_Extracted data:_
PR #1164, opened 2019-07-03
1138 dataset description changes

david-nishi:
extracts dataset description updates to datalad service

PR #1169, opened 2019-07-08
1138 dataset description changes

### LINKED ISSUE #1138: Changes to dataset_description.json are not saved in snapshot
Updating `dataset_description.json` through the web interface or by uploading a new copy will change values in the draft dataset, but snapshots will not contain the changes, instead reverting to the previous version.

Also, using the `Edit` option to edit the values produces a throbber that goes on for minutes (I didn't leave it to see if it ever refreshed).

Both of these issues were reported by user with a large dataset and reproduced on the very small ds001024 on the dev server. The user tried this with the "HowToAcknowledge" field, and I tried it with the "License" field.

david-nishi:
resolves #1138: extracts dataset description updates to datalad service
(reopened from PR #1164)

### DIFF
--- a/packages/openneuro-server/datalad/dataset.js
+++ b/packages/openneuro-server/datalad/dataset.js
@@ -13,7 +13,6 @@ import * as subscriptions from '../handlers/subscriptions.js'
 import { generateDataladCookie } from '../libs/authentication/jwt'
 import { redis } from '../libs/redis.js'
 import { updateDatasetRevision, draftPartialKey } from './draft.js'
-import { createSnapshot } from './snapshots.js'
 import { fileUrl } from './files.js'
 import { getAccessionNumber } from '../libs/dataset.js'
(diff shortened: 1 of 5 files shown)


packages/openneuro-server/datalad/dataset.js
```diff
@@ -290,7 +290,7 @@ export const addFileString = (datasetId, filename, mimetype, content) =>
 /**
  * Commit a draft
  */
-export const commitFiles = (datasetId, user) => {
+export const commitFiles = (datasetId, user, descriptionFieldUpdates) => {
```
nellh: I think adding this here confuses the goal of commitFiles. Maybe a better way is to remove the createSnapshot handling here and accomplish the automatic snapshot in another way.

nellh (changes requested):
Lets discuss the commitFiles change, otherwise this is good to go.

PR #1188, opened 2019-07-15
Prevent snapshot creation when Authors description field is empty

### LINKED ISSUE #1155: Block snapshot on DOI minting failure
Possibly the problem with ds001995 is that the curator did not add dataset authors, which @rwblair tells me is a required field for datacite.

If this is the case, then it should not be possible to snapshot without an author, in my opinion. I see a few options:

1) Fail validation without an author.
1) Automatically fill in Authors field with the user's name, if missing. Probably with a warning that we're doing that.
1) Block snapshots without an author.

david-nishi:
resolves #1155


david-nishi:
error is thrown when doi is not successfully created for snapshot and is gracefully handled on front end

Screen Shot 2019-07-29 at 10 37 29

Screen Shot 2019-07-29 at 10 37 52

_Try it:_
Please return exactly the lines from the one containing "### LINKED ISSUE #1155: Block" through the end of the entries above, adding no other line.

_Task solution:_
### LINKED ISSUE #1155: Block snapshot on DOI minting failure
Possibly the problem with ds001995 is that the curator did not add dataset authors, which @rwblair tells me is a required field for datacite.

If this is the case, then it should not be possible to snapshot without an author, in my opinion. I see a few options:

1) Fail validation without an author.
1) Automatically fill in Authors field with the user's name, if missing. Probably with a warning that we're doing that.
1) Block snapshots without an author.

david-nishi:
resolves #1155


david-nishi:
error is thrown when doi is not successfully created for snapshot and is gracefully handled on front end

Screen Shot 2019-07-29 at 10 37 29

Screen Shot 2019-07-29 at 10 37 52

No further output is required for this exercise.